2005-10-03
Some important notes on getting all objects in Python
It turns out that I'm wrong about several things I mentioned in GetAllObjects, although the code there is still useful and as correct as you can reasonably get. However, it does have a few limitations and may miss objects under some circumstances.
First, gc.get_objects
actually returns all container objects.
In specific, it returns all objects that can participate in reference
cycles; this necessarily includes all container objects (dicts, tuples,
and lists), but also include other types as well. (My code that seemed
to say otherwise was in error; I didn't do a proper breadth-first
traversal of the list.)
Second, it's possible that expanding gc.get_objects
may not get
all objects. The main way this can happen is that gc.get_objects
can't see objects that are only referred to from C code, for example if
a compiled extension module is holding on to an object for later use
without creating a visible name binding. (One example of this is the
signal module, which
holds an internal reference to any function set as a signal handler.)

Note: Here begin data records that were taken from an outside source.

PR #623, opened 2021-06-11
fix(p4): remove empty CL's on force clean

k-dovgan:
Seems that 'client unknown' is enough to stop the whole client cleaning block; while every revert operation should be handled separately, as they all can fail independently.

### DIFF
--- a/tests/test_regression.py
+++ b/tests/test_regression.py
@@ -1,6 +1,5 @@
 # pylint: disable = redefined-outer-name
 
-from pathlib import Path
 import pytest
 import P4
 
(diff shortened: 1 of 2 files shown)


tests/test_regression.py
```diff
@@ -134,26 +158,19 @@ def test_p4_api_failed_opened(perforce_environment, mock_opened):
     assert "Getting file diff failed due to Perforce server internal error" in log
 
 
-def test_which_universum_is_tested(docker_main, pytestconfig):
-    config = """
+def test_p4_clean_empty_cl(perforce_environment, stdout_checker):
```
i-keliukh, line 161: Please document the test idea and workflow.
I couldn't figure it out fully from reading the code.

i-keliukh (approved):

PR #285, opened 2021-11-16
Allow boundaries on interior faces

majosm:
@inducer I'm guessing you probably won't need this for the multi-domain wave demo, but just in case.

### DIFF
--- a/meshmode/mesh/__init__.py
+++ b/meshmode/mesh/__init__.py
@@ -1283,44 +1283,44 @@ def _compute_facial_adjacency_from_vertices(
                 face_id_pairs[0].faces[is_neighbor_adj],
                 face_id_pairs[0].elements[is_neighbor_adj]] = True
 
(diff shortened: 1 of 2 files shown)


meshmode/mesh/__init__.py
```diff
@@ -1283,44 +1283,44 @@ def _compute_facial_adjacency_from_vertices(
...
-                    grp_list.append(
-                        BoundaryAdjacencyGroup(
-                            igroup=igrp,
-                            boundary_tag=btag,
-                            elements=elements,
-                            element_faces=element_faces))
-
-            is_untagged = ~np.any(belongs_to_bdry, axis=0)
-            if np.any(is_untagged):
+        belongs_to_bdry = np.full(
```
inducer, line 1286: The tagged interfaces should also be removed from the "normal" facial adjacency, to avoid accidentally computing fluxes across these boundary interfaces.

PR #286, opened 2021-11-18
Disallow complex fields in matplotlib visualizer

alexfikl:
Not quite sure what it was doing before (just taking the real part somewhere?), but in matplotlib 3.5 they added an extra check that raises on complex inputs.


inducer:
Thanks!

PR #288, opened 2021-12-12
Improve torus parametrization

alexfikl:
This reworks the torus construction to have smoother looking element boundaries (the commit message has a longer explanation).

As far as I can tell, both were "high-order" (we have some tests in pytential that check the curvature), but this is cleaner.

TODO
- [x] Needs inducer/pytential#125.
- [ ] Point `requirements.txt` back to `pytential@main`.


alexfikl:
<p align="center">

</p>

This is how the torus looks now. I checked the "stretch factor" in pytential and it's also smooth looking on this mesh. Not sure what it didn't like about the previous one though..

inducer:
Thanks!

PR #290, opened 2021-12-31
Use space_for_shape in make_group_from_vertices

alexfikl:
It now doesn't assume `QN` and should work with the new tensor product spaces from inducer/modepy#41.


inducer:
Thx!

PR #291, opened 2022-01-03
Use space_for_shape in tessellation

alexfikl:
Missed a few more issues in #290.

### DIFF
--- a/meshmode/discretization/visualization.py
+++ b/meshmode/discretization/visualization.py
@@ -301,7 +301,9 @@ class VTKConnectivity:
 
         if isinstance(grp.mesh_el_group, _ModepyElementGroup):
             shape = grp.mesh_el_group._modepy_shape
-            space = type(grp.mesh_el_group._modepy_space)(grp.dim, grp.order)
+            space = mp.space_for_shape(shape, grp.order)
+            assert type(space) == type(grp.mesh_el_group._modepy_space)  # noqa: E721
+
             node_tuples = mp.node_tuples_for_space(space)
 
             el_connectivity = np.array(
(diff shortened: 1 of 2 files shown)


meshmode/discretization/visualization.py
```diff
@@ -301,7 +301,9 @@ def connectivity_for_element_group(self, grp):
 
         if isinstance(grp.mesh_el_group, _ModepyElementGroup):
             shape = grp.mesh_el_group._modepy_shape
-            space = type(grp.mesh_el_group._modepy_space)(grp.dim, grp.order)
+            space = mp.space_for_shape(shape, grp.order)
+            assert type(space) == type(grp.mesh_el_group._modepy_space)  # noqa: E721
```
alexfikl, line 305: I added an assert here because, at least theoretically, `_modepy_space` could be different than whatever the default is in `space_for_shape`.

The common usage seems to be "given me the same function space, but with a different order". Maybe it's worth adding a `with_order` to `FunctionSpace`?

inducer: Good idea! https://github.com/inducer/modepy/issues/50

meshmode/mesh/refinement/tessellate.py
```diff
@@ -233,15 +235,16 @@ def _(meg: _ModepyElementGroup, el_tess_info, elements):
...
+    space = mp.space_for_shape(shape, 2)
+    assert type(space) == type(meg._modepy_space)       # noqa: E721
 
     ref_vertices = mp.node_tuples_for_space(space)
     ref_vertices_to_index = {rv: i for i, rv in enumerate(ref_vertices)}
 
     from pytools import add_tuples
-    space = type(meg._modepy_space)(meg.dim, 1)
+    space = mp.space_for_shape(shape, 1)
     orig_vertices = tuple([
```
inducer, line 248:
```suggestion
    assert type(space) == type(meg._modepy_space)  # noqa: E721
    orig_vertices = tuple([
```

inducer:
LGTM, thanks!

PR #292, opened 2022-01-24
Add volume groups

majosm:
Taking another stab at region tagging, since #129 is way out of date. Still need to implement the mesh partitioning part.


meshmode/mesh/__init__.py
```diff
@@ -497,6 +498,35 @@ class TensorProductElementGroup(_ModepyElementGroup):
 # }}}
 
 
+# {{{ volume groups
+
+@dataclass(frozen=True)
+class VolumeGroup:
```
inducer, line 504:
```suggestion
class TaggedElementSubgroup:
```
?
Or `ElementSubgroup`?

majosm:
After thinking about this more (and finding some bugs in my implementation) I'm starting to wonder if it would be better to just have `read_gmsh` return the tag information separately. I'm going to take a stab at that and see how it looks.

inducer:
> After thinking about this more (and finding some bugs in my implementation) I'm starting to wonder if it would be better to just have `read_gmsh` return the tag information separately. I'm going to take a stab at that and see how it looks.

I'm liking that idea.

PR #294, opened 2022-02-07
Add support for VTKHDF

alexfikl:
Found out that VTK has support for HDF5 too (not sure since when?)
https://vtk.org/doc/nightly/html/VTKHDFFileFormat.html
and implemented a little writer for it. It should be better than the XDMF writer in the long run, since that seems generally unmaintained.

It has similar benefits with smaller file sizes. From the test in `test_visualization`
```
2.0M visualizer_vtk_simplex_3d_linear.vtu
1.5M visualizer_vtkhdf_simplex_3d_linear.hdf
```

Big plus is that it supports MPI too so there's no need for that `pvtu` stuff with a gazillion files!

EDIT: Tested with Paraview 5.10 and no guarantees for other version.

### DIFF
--- a/.gitignore
+++ b/.gitignore
@@ -16,6 +16,7 @@ a.out
 *.pvtu
 *.h5
 *.xmf
+*.hdf
 
 .cache
 .pytest_cache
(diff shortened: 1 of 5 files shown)


inducer:
LGTM, thanks!

cc @MTCam @majosm @anderson2981

PR #296, opened 2022-02-09
Fix VTKHDF visualization on Lagrange elements

alexfikl:
Found another issue when trying to use the high-order Lagrange elements. Apparently the offsets need to start at 0.


alexfikl:
This seems to have fixed the Gitlab CI as well
https://gitlab.tiker.net/fikl2/meshmode/-/pipelines/262609

inducer:
Thx!

PR #300, opened 2022-02-15
Remove some deprecated calls

alexfikl:


inducer:
LGTM, thanks!

meshmode/discretization/connection/direct.py
```diff
@@ -642,11 +642,16 @@ def knl():
...
-                "...",
+                ...,
             ],
             name="oversample_mat"
         )
 
+        return lp.tag_inames(t_unit, {
+                "iel": ConcurrentElementInameTag(),
+                "idof": ConcurrentDOFInameTag(),
+                "jdof": ConcurrentDOFInameTag()})
```
alexfikl, line 653: @inducer This isn't right. Should it just have `idof` be concurrent?

inducer: I mean, it's "right" in the literal sense, I think. They're both concurrent inames. What made you say otherwise? It might not work well with the current transform stack (which is a separate bug).

inducer: Just the fact that the current transform stack can't handle it? If so, just mark `idof` with `ConcurrentDOFInameTag` and add a FIXME that `jdof` technically should also be tagged that.

alexfikl: Yeah, I meant that it confused the transform at the moment.

I'll add a `FIXME`. Thanks!

alexfikl: 86a02bb

PR #396, opened 2024-03-05
Remove MeshElementGroup deprecations

### LINKED ISSUE #224: Element groups shouldn't have to change when joining a mesh/discretization

alexfikl:
All of these seem to be at least a year overdue and a quick grep showed that nothing is using them anymore (in `main` at least).

Inspired by #395. 
Fixes #224.


alexfikl:
This enables `flake8-isort` too, but only fixes the two files that were modified here. I can make another PR that does a `python -m isort` over everything?

inducer:
I'm all in favor (also of getting the isort done).

alexfikl:
> I'm all in favor (also of getting the isort done).

Got it! This still needs a bit of work apparently, so I'll ping you when it's done.

meshmode/mesh/__init__.py
```diff
@@ -1000,16 +869,6 @@ def __init__(self, vertices, groups, *, skip_tests=False,
...
 
-        el_nr = 0
-        node_nr = 0
-
-        new_groups = []
-        for g in groups:
-            ng = replace(g, element_nr_base=el_nr, node_nr_base=node_nr)
-            new_groups.append(ng)
-            el_nr += ng.nelements
-            node_nr += ng.nnodes
```
alexfikl, line 1011: This doesn't create a new list of groups with all the groups copied over, since we don't need to renumber them. That shouldn't be an issue?

test/test_firedrake_interop.py
```diff
@@ -377,12 +385,13 @@ def test_bdy_tags(square_or_cube_mesh, bdy_ids, coord_indices, coord_values,
      ("UnitSquare", [10, 20, 30], 2),
      ("UnitCube", [10, 20, 30], 3),
      ("blob2d-order1", ["8e-2", "6e-2", "4e-2"], 2),
-     ("blob2d-order4", ["8e-2", "6e-2", "4e-2"], 2),
+     pytest.param("blob2d-order4", ["8e-2", "6e-2", "4e-2"], 2,
+                  marks=pytest.mark.xfail),
```
alexfikl, line 389: This test seems to be failing for a while now. Should I leave it be an open an issue?

alexfikl:
@inducer This seems to be passing now! 

The last 3 commits are fairly big, but just move things around due to isort and some cleaning up in the firedrake tests (it now uses `actx_factory`!), so probably better to look at just [4e71cfa](https://github.com/inducer/meshmode/pull/396/commits/4e71cfa4c91930d4f33d8d65d0f37cd56e6dbecf).

test/test_firedrake_interop.py
inducer: Yeah. I suppose that's the grown-up approach to this. I had just left it at a failing CI to remind myself to debug it. (I had started at a point, but never got close to figuring out what the issue was.)

inducer (commented):
LGTM, thanks! Just one wrinkle, then this is good to go.

meshmode/mesh/__init__.py
```diff
@@ -251,43 +238,9 @@ class MeshElementGroup(ABC):
     """
 
     order: int
-
-    # NOTE: the mesh supports not having vertices if no facial or nodal
-    # adjacency is required, so we can mark this as optional
```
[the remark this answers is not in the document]
alexfikl: Oops, yes, definitely. I added this to the docs themselves (which was the intention when deleting it).

https://github.com/inducer/meshmode/compare/9916d684cbd29746df7bc6b0c423bdb1cf25c6b5..65ef869eb85252e7293fad39eba04028246e75fa

test/test_firedrake_interop.py
alexfikl: Opened an issue #397. Is there anyone from the Firedrake side that is using this? Maybe they have a better idea of what changed in November-ish last year.. :\

alexfikl:
@inducer Re-added the missing note, so this should be ok now!

inducer:
Thanks!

If you need a completely accurate count, you need to use a debug build
of Python. This keeps an internal list of all live dynamically allocated
Python objects and makes it available via some additional functions in
the sys
module. (Naturally this slows the interpreter down and makes
it use more memory.)
Even this has an omission: it lists only 'heap' objects, those that
have been dynamically allocated. Python has a certain number of 'static'
objects, such as type objects in the C code (instead of being created,
their names just get registered with the Python interpreter). There
are also static plain objects, for example True
, False
, and None
.
However, many of these static objects will appear on the expanded
gc.get_objects
list. This is because they are referred to by live
objects and gc.get_referents
is happy to include them in its
results. (This may not be too useful for object usage counting, since
you can't get rid of static objects anyways.)
I owe a debt of thanks to Martin v. Löwis, who graciously took the time to correct my misconceptions and errors, and explain things to me. (Any remaining errors are of course my fault.)
(The charm of blogging is that I get to make mistakes like this in public. On the upside, I now know a bunch more about the insides of the CPython implementation than I used to.)